Paul dio un respingo al sentir un aliento caliente contra la oreja y unos brazos que lo rodeaban como serpientes. Liesl se le había acercado desde atrás.

– La primera vez será gratis -susurró la camarera-. Quizá la segunda también.

– ¡Basta! -ladró él. La cara de Liesl pasó a la frialdad. Ahora que sabía la verdad Paul notó que, si bien era bonita, tenía ángulos obviamente masculinos,

– No tienes por qué ser tan grosero, querido.

– Disculpa. -Se apartó-. No me interesan los hombres.

– No soy un hombre -replicó Liesl tan tranquila.

– Ya sabes lo que quiero decir.

– Pues entonces has hecho mal en coquetear -le espetó ella-. Me debes cuatro marcos por las cervezas. No: cinco. He sumado mal.

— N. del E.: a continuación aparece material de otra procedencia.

PR #832, opened 2026-04-07
Client - Initial Commit - Clan Cape

reignsprime:
## Pull request type

- [ ] Bugfix
- [X] Feature
- [ ] Build related changes

The clan cape/ cloak is not implemented in the client.
CUser::SendServerIndex is not implement in Ebenezer.

## What is the new behaviour?
The clan cloak is attached to the character. It displays the correct colour and patterns for the clan. It also displays the clan symbols. King cloak is also working.

This is my first iteration of the clan and king cloak. The cape is plugged into the shoulders. Most of the code already existed but it was commented out or not connected. The mesh is specific to each character model/ race. sCape is pulled from the knight table in the DB. This contains a code for the colour and the pattern. 

I have commented out the grid for debugging the clan cape mesh/ movement for the moment.

Setup CUser::SendServerIndex for the WIZ_SERVER_INDEX packet in Ebenezer
Setup the ServerIndex packet handling on the client side.
Setup GetSymbolFilename for the client side to get the image in the middle of the clan cloak.

Things still to do/ test:

## Screenshot
image

No

## Checklist

### DIFF
--- a/src/Client/WarFare/GameProcMain.cpp
+++ b/src/Client/WarFare/GameProcMain.cpp
@@ -2176,10 +2176,10 @@ bool CGameProcMain::MsgRecv_MyInfo_All(Packet& pkt)
 	// 기본값 읽기..
 	////////////////////////////////////////////////////////////
 
-	InitPlayerPosition(__Vector3(fX, fY, fZ)); // 플레이어 위치 초기화.. 일으켜 세우고, 기본동작을 취하게 한다.
+	InitPlayerPosition(__Vector3(fX, fY, fZ));                   // 플레이어 위치 초기화.. 일으켜 세우고, 기본동작을 취하게 한다.
 	s_pPlayer->RegenerateCollisionMesh();
-	s_pPlayer->AttachCloak(sCapeID);           // Cloak
-	s_pOPMgr->Release();                       // 다른 유저 관리 클래스 초기화..
+	s_pPlayer->AttachCloak(sCapeID, s_pPlayer->m_InfoExt.iRank); // Cloak
+	s_pOPMgr->Release();                                         // 다른 유저 관리 클래스 초기화..
 
 	if (m_pUICmdList != nullptr)
 		m_pUICmdList->CreateCategoryList();
@@ -2542,7 +2542,7 @@ bool CGameProcMain::MsgRecv_UserIn(Packet& pkt, bool bWithFX)
 	int iKnightsRank     = pkt.read<uint8_t>(); // 순위
 
 	int16_t sMarkVersion = pkt.read<int16_t>(); // Clan mark
-	int16_t sCapeID      = pkt.read<int16_t>(); // Clan cloak
+	int16_t sCapeID      = pkt.read<int16_t>(); // Cloak
 
 	int iLevel           = pkt.read<uint8_t>(); // 레벨...
 	e_Race eRace         = (e_Race) pkt.read<uint8_t>();
@@ -2574,7 +2574,7 @@ bool CGameProcMain::MsgRecv_UserIn(Packet& pkt, bool bWithFX)
 	/*uint8_t bInvisibilityType =*/pkt.read<uint8_t>();
 	/*int16_t sDirection        =*/pkt.read<int16_t>();
 	/*bool bIsChicken           =*/pkt.read<bool>();
-	/*uint8_t bRank             =*/pkt.read<uint8_t>();
+	uint8_t byRank = pkt.read<uint8_t>(); // Noble rank??
 	/*uint8_t bKnightsRank      =*/pkt.read<uint8_t>();
 	/*uint8_t bPersonalRank     =*/pkt.read<uint8_t>();
 
@@ -2624,8 +2624,9 @@ bool CGameProcMain::MsgRecv_UserIn(Packet& pkt, bool bWithFX)
 	pUPC->m_InfoBase.iAuthority = byAuthority;
 	pUPC->Init(eRace, iFace, iHair, dwItemIDs, iItemDurabilities, byItemFlags);
 	pUPC->RotateTo(DegreesToRadians(rand() % 360), true);
+	pUPC->m_InfoBase.iMarkVersion = sMarkVersion;
 	pUPC->KnightsInfoSet(iKnightsID, szKnightsName, iKnightsGrade, iKnightsRank);
-	pUPC->AttachCloak(sCapeID);
+	pUPC->AttachCloak(sCapeID, byRank);
 
 	//__KnightsInfoBase* pKIB = m_pUIKnightsOp->KnightsInfoFind(iKightsID);
 	//if(pKIB) pUPC->KnightsNameSet(pKIB->szName, 0xffff0000);
--- a/src/Client/WarFare/GameProcMain.cpp
+++ b/src/Client/WarFare/GameProcMain.cpp
@@ -1890,17 +1890,18 @@ bool CGameProcMain::MsgRecv_MyInfo_All(Packet& pkt)
 	/*int iAllianceID                       =*/pkt.read<int16_t>();
 	/*uint8_t byFlag                        =*/pkt.read<uint8_t>();
 
-	int iKnightNameLen = pkt.read<uint8_t>(); // 소속 기사단 이름 길이.
+	int iKnightNameLen = pkt.read<uint8_t>();                // 소속 기사단 이름 길이.
 	pkt.readString(szKnightsName, iKnightNameLen);
-	int iKnightsGrade = pkt.read<uint8_t>();  // 소속 기사단 등급
-	int iKnightsRank  = pkt.read<uint8_t>();  // 소속 기사단 순위
+	int iKnightsGrade = pkt.read<uint8_t>();                 // 소속 기사단 등급
+	int iKnightsRank  = pkt.read<uint8_t>();                 // 소속 기사단 순위
 
 	/*int16_t sMarkVersion            =*/pkt.read<int16_t>();
-	/*int16_t sCapeID                 =*/pkt.read<int16_t>();
+	int16_t sCapeID                   = pkt.read<int16_t>(); // Clan cape
 
 	// 기사단 관련 세팅..
 	s_pPlayer->m_InfoExt.eKnightsDuty = eKnightsDuty; // 기사단에서의 권한..
 	s_pPlayer->KnightsInfoSet(iKnightsID, szKnightsName, iKnightsGrade, iKnightsRank);
+	s_pPlayer->AttachCloak(sCapeID);
 	m_pUIVar->UpdateKnightsInfo();
 
 	s_pPlayer->m_InfoBase.iHPMax             = pkt.read<int16_t>();
@@ -2178,14 +2179,6 @@ bool CGameProcMain::MsgRecv_MyInfo_All(Packet& pkt)
 	InitPlayerPosition(__Vector3(fX, fY, fZ)); // 플레이어 위치 초기화.. 일으켜 세우고, 기본동작을 취하게 한다.
 	s_pPlayer->RegenerateCollisionMesh();
 
-	// berserk temp
-	//s_pPlayer->PlugSet(PLUG_POS_BACK, "item/babacloak.n3cplug_cloak", nullptr);	// 파트를 셋팅..
-	// end berserk temp
-
-	// berserk
-	//s_pPlayer->AttachCloak();
-
-	//..
 	s_pOPMgr->Release(); // 다른 유저 관리 클래스 초기화..
 
 	if (m_pUICmdList != nullptr)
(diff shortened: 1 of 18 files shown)


src/N3Base/N3Chr.cpp
```diff
@@ -1047,16 +1047,59 @@ CN3CPlug_Cloak::~CN3CPlug_Cloak()
...
 }
 
 bool CN3CPlug_Cloak::Load(File& file)
 {
-	CN3CPlugBase::Load(file);
+	// Read the name header (CN3BaseFileAccess::Load), then re-parse all
+	// CN3CPlugBase fields manually so we can redirect the mesh load to
+	// s_MngMesh (CN3Mesh) instead of PMeshSet (CN3PMesh). Cloak assets are
+	// .n3mesh files; loading them as .n3pmesh produces garbage vertex counts.
+	CN3BaseFileAccess::Load(file);
```
kenner2: Reviewing the ASM from the decompiled 1298 client, it does use `CN3CPlugBase::Load`; the ctidy comment is valid

src/Client/WarFare/GameProcMain.cpp
```diff
@@ -2178,14 +2179,6 @@ bool CGameProcMain::MsgRecv_MyInfo_All(Packet& pkt)
 	InitPlayerPosition(__Vector3(fX, fY, fZ)); // 플레이어 위치 초기화.. 일으켜 세우고, 기본동작을 취하게 한다.
 	s_pPlayer->RegenerateCollisionMesh();
 
-	// berserk temp
-	//s_pPlayer->PlugSet(PLUG_POS_BACK, "item/babacloak.n3cplug_cloak", nullptr);	// 파트를 셋팅..
```
kenner2, line 2182: I'm not sure where this particular block is sourced from ("babacloak" doesn't show up anywhere in the 1298 asm text search), so it should be safe to remove.  However, this is the correct place to call AttachCloak

src/Client/WarFare/PlayerBase.cpp
```diff
@@ -1849,6 +1868,44 @@ CN3CPlugBase* CPlayerBase::PlugSet(e_PlugPosition ePos, const std::string& szFN,
 	return pPlug;
 }
 
+void CPlayerBase::AttachCloak(int16_t sCapeID)
```
kenner2: This function (located around 0045D990 in the 1298 exe) takes an additional boolean arg, `isForce`.  

This gets passed into CPlayerBase::PlugSet (and by extension, CPlayerMyself::PlugSet).  CPlayerBase does nothing with this flag.  CPlayerMyself uses it in a transformation check:

```cpp
if (m_InfoBase.bIsTransformed && !force )
  {
    if ( pItemBasic )
      this->_.m_pItemPlugBasics[ePos] = pItemBasic;
    if ( pItemExt )
      this->_.m_pItemPlugExts[ePos] = pItemExt;
    return 0;
  }
```

The PlugSet funcs mentioned above need to have `bool isForce` added to their method signatures to support this.

src/Client/WarFare/PlayerBase.cpp
```diff
@@ -1849,6 +1868,44 @@ CN3CPlugBase* CPlayerBase::PlugSet(e_PlugPosition ePos, const std::string& szFN,
...
+{
+	m_Chr.CloakPlugSet("");
+
+	// -1 = no clan, 0 = no cape
+	if (sCapeID <= 0)
+		return;
+
```
kenner2, line 1886: Official func starts by checking `m_InfoBase.iRank == 1` (King) to see if the cape being loaded should be overridden with the King cape.

src/Client/WarFare/PlayerBase.cpp
```diff
@@ -1849,6 +1868,44 @@ CN3CPlugBase* CPlayerBase::PlugSet(e_PlugPosition ePos, const std::string& szFN,
 	return pPlug;
 }
 
+void CPlayerBase::AttachCloak(int16_t sCapeID)
+{
+	m_Chr.CloakPlugSet("");
+
+	// -1 = no clan, 0 = no cape
+	if (sCapeID <= 0)
```
kenner2: I don't think this is a valid check.  I don't see it in the official ASM. I assume the func needs to be called again when a user is kicked from clan, at which point you would want to unset the plug.

src/N3Base/N3Chr.h
```diff
@@ -471,6 +480,12 @@ class CN3Chr : public CN3TransformCollision
 		return m_Plugs[iIndex];
 	}
 
+	CN3CPlug_Cloak* CloakPlugSet(const std::string& szFN);
+	CN3CPlug_Cloak* CloakPlug()
```
kenner2, line 488: Is there a good reason we can't just use m_pCloakPlug directly?

src/N3Base/N3Chr.cpp
```diff
@@ -2201,6 +2253,24 @@ void CN3Chr::PlugAlloc(int iCount)
 	}
 }
 
+CN3CPlug_Cloak* CN3Chr::CloakPlugSet(const std::string& szFN)
```
kenner2: Use a more meaningful arg name, like `filename`

src/Client/WarFare/PlayerBase.cpp
```diff
@@ -1849,6 +1868,44 @@ CN3CPlugBase* CPlayerBase::PlugSet(e_PlugPosition ePos, const std::string& szFN,
...
+
+	if (pCloak->TexSet(szColour) == nullptr)
+		pCloak->TexSet("Item\\cloak_basic.dxt");
+
+	if (nPattern >= 1 && nPattern <= 5)
+		pCloak->TexOverlapSet(fmt::format("Item\\cloak_M_{:02}.dxt", nPattern));
+	else
+		pCloak->TexOverlapSet(static_cast<CN3Texture*>(nullptr));
+
+	pCloak->GetCloak()->Init(pCloak);
```
kenner2: Official function CN3Cloak::Init has 4 params:
CN3Mesh* mesh,
std::string textureFilename,
std::string symbolFilename,
std::string patternFilename (Item\\cloak_M_XX.dxt)

We can get the first two of those from `pCloak` within Init.  Init's function signature needs to be updated to accept symbolFilename and patternFilename.

kenner2: symbolFilename is populated via CGameProcedure::GetSymbolFilename, which is not currently implemented.  It'll need to be implemented for this.

The function declaration is:
`std::string CGameProcedure::GetSymbolFilename(const int serverIndex, const int knightsId, const int markVersion)`

The function does a string format: "symbol_us\\s_{}_{}_{}.dxt", passing in serverIndex, knightsId, and markVersion.  This might seem silly as a function but it's called in many places in the official exe

src/N3Base/N3Chr.cpp
twostars: Yeah, they're doing this because `CN3CPlugBase::Load()`'s only loading progressive meshes here.
But officially it loads both, which would avoid the need for this, and fix any other loaded plugs using the other meshes.

There's no guarantee that capes = old meshes. Though it's pretty common, it's not actually a hard and fast rule, so `CN3CPlugBase::Load()` should probably just be fixed instead.

src/Client/WarFare/PlayerBase.cpp
```diff
@@ -1849,6 +1868,44 @@ CN3CPlugBase* CPlayerBase::PlugSet(e_PlugPosition ePos, const std::string& szFN,
...
+
+	// Cloak colour and pattern
+	int nPattern          = sCapeID / 100;
+	int nColour           = sCapeID % 100;
+
+	std::string szColour;
+	if (nColour > 0)
+		szColour = fmt::format("Item\\cloak_c_{:02}.dxt", nColour);
+	else
+		szColour = "Item\\cloak_basic.dxt";
```
twostars: This fallback logic doesn't exist at all.

src/Client/WarFare/PlayerBase.cpp
```diff
@@ -1849,6 +1868,44 @@ CN3CPlugBase* CPlayerBase::PlugSet(e_PlugPosition ePos, const std::string& szFN,
...
+
+	if (pCloak->TexSet(szColour) == nullptr)
+		pCloak->TexSet("Item\\cloak_basic.dxt");
```
twostars: This fallback logic doesn't exist either.

src/N3Base/N3Chr.cpp
```diff
@@ -1047,16 +1047,59 @@ CN3CPlug_Cloak::~CN3CPlug_Cloak()
...
+		file.Read(szFN, nL);
+		szFN[nL] = '\0';
+		TexSet(szFN);
+	}
+
+	ReCalcMatrix();
+
+	if (m_pMesh == nullptr)
+		return false; // mesh file missing; CloakPlugSet will clean up
+	if (Tex() == nullptr)
```
twostars: This fallback logic also does not exist. If we were serious about it falling back if it absolutely had to support one, then it's probably best we define this as a constant, but I don't really think it's necessary.

It failing should just be a problem, not something we ignore IMO.

src/Client/WarFare/PlayerBase.cpp
reignsprime: Maybe I don't understand or have the wrong version of assets.

The ones I have include cloak_basic.dxt which was the simple dark blueish cloak you got when you first get the clan cloak. Then you had to go to the cape vendor and purchase a coloured/ patterned cloak.

image

image

twostars: So the thing is, it's just cape ID 0. This is the cape ID set here, and it goes through and uses that appropriately.
There's no overrides for this. I don't actually know what even uses the "basic" texture, it should just be both Cloak_C_00.dxt and (technically, even though it doesn't exist - but this one isn't a problem) Cloak_M_00.dxt in this case:

image

src/Client/WarFare/PlayerBase.cpp
twostars: Yeah this is actually not valid at all since 0 is a valid cape ID (the basic cape).
For no cape at all it's -1.

src/Client/WarFare/PlayerBase.cpp
```diff
@@ -1849,6 +1868,44 @@ CN3CPlugBase* CPlayerBase::PlugSet(e_PlugPosition ePos, const std::string& szFN,
...
+
+	// Attach cloak to shoulders
+	pCloak->m_nJointIndex = ITEM_POS_SHOULDER;
+
+	// Cloak colour and pattern
+	int nPattern          = sCapeID / 100;
+	int nColour           = sCapeID % 100;
+
+	std::string szColour;
+	if (nColour > 0)
```
twostars: This check is useless because cloak_c_00 is valid and expected for the basic cape anyway.

src/Client/WarFare/PlayerBase.cpp
```diff
@@ -1849,6 +1868,44 @@ CN3CPlugBase* CPlayerBase::PlugSet(e_PlugPosition ePos, const std::string& szFN,
...
+		szColour = fmt::format("Item\\cloak_c_{:02}.dxt", nColour);
+	else
+		szColour = "Item\\cloak_basic.dxt";
+
+	if (pCloak->TexSet(szColour) == nullptr)
+		pCloak->TexSet("Item\\cloak_basic.dxt");
+
+	if (nPattern >= 1 && nPattern <= 5)
```
twostars: I don't necessarily think there's a point to this check; it can pass 0, which technically will fail, but it'll end up emptying it anyway with it not existing. The arbitrary constraint here isn't really needed.

src/Client/WarFare/PlayerBase.cpp
reignsprime: Thanks, yep I see _C_00 that makes a lot more sense to use instead of basic.

src/Client/WarFare/PlayerBase.cpp
reignsprime: Thanks for the direction and assistance, it helped a lot.

Implemented CN3Cloak::Init and CGameProcedure::GetSymbolFilename.

src/Client/WarFare/PlayerBase.cpp
reignsprime: I had a look through the binary and was unable to locate the king cloak logic. I will implement it but wanted to check if the iRank should be in InfoBase or InfoExt. 

It is in InfoExt so I have left it there for the moment and passed it into the function.

No problem to move it all around, just need clarification on InfoBase or InfoExt.

twostars: It's in `__InfoPlayerBase` officially since it's used directly under `CPlayerBase`.

src/N3Base/N3Chr.cpp
reignsprime: I had a bit of a crack at the Load() this morning. I think it is right.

Paul le pagó. La camarera le volvió fríamente la espalda, murmurando, y se dedicó a limpiar ruidosamente las mesas vecinas. Webber comentó, sin darle importancia:

– Mis chicas a veces también se ponen así. Es tan fastidioso…

Al reanudar la conversación, Paul repitió:

– La Academia Waltham, ¿qué sabes de ella?

– Es una escuela militar. Está cerca de aquí, en el camino a Oranienburg, que es la sede de nuestro bello campo de concentración. ¿Por qué no tocas a la puerta y te entregas, ya que estás? Así ahorrarás a la SS el trabajo de rastrearte.

– Un coche y un uniforme -repitió Paul-. Quiero ser empleado público, pero no militar. Como es lo que hicimos en el estadio, posiblemente esperen algo así. Podría ser…

– ¡ Ach , ya sé! Podrías ser un jefe del RAD.

– ¿Qué es eso?

– Servicio Laboral Nacional. Un soldado de la pala. Todos los muchachos del país deben cumplir un período como obreros; probablemente lo ideó el mismo Ernst como recurso para adiestrar soldados. Llevan las palas como si fueran fusiles y pasan tanto tiempo desfilando como cavando. Tú eres demasiado viejo para estar en el servicio, pero podrías pasar por oficial. Tienen camiones para llevar a los obreros de un lado a otro. Y como se los ve por todos los caminos, no llamarías la atención. Y ya sé dónde conseguirte un buen camión. Y un uniforme. Son de un gris azulado muy bonito. El color te sentará de maravilla.

– ¿Y el rifle? -susurró Paul.

– Eso será más difícil. Pero tengo algunas ideas. -Webber acabó su cerveza-. ¿Cuándo quieres hacerlo?

– Debería estar en la Academia Waltham a las cinco y media, a más tardar.

El alemán asintió.

– Pues entonces debemos actuar deprisa. Te convertiremos en funcionario nacionalsocialista. -Reía-. Pero no necesitas entrenamiento. Bien sabe Dios que los de verdad no tienen ninguno.

32

Al principio oyó sólo el ruido de interferencias. Por fin los chirridos se fundieron en un:

– ¿Gordon?

– No usamos nombres -le recordó el comandante, mientras apretaba furiosamente el aparato de baquelita contra la oreja, para oír con más claridad las palabras que le llegaban desde Berlín. Era Paul Schumann, que llamaba por conexión radial vía Londres. Aún no eran las diez de la mañana del domingo, pero Gordon estaba ante su escritorio del Departamento de Inteligencia Naval, en Washington; había pasado la noche allí, ansioso por saber si el hombre había logrado matar a Ernst-. ¿Estás bien? ¿Qué ha pasado? Hemos comprobado las transmisiones de radio, los periódicos, pero nada…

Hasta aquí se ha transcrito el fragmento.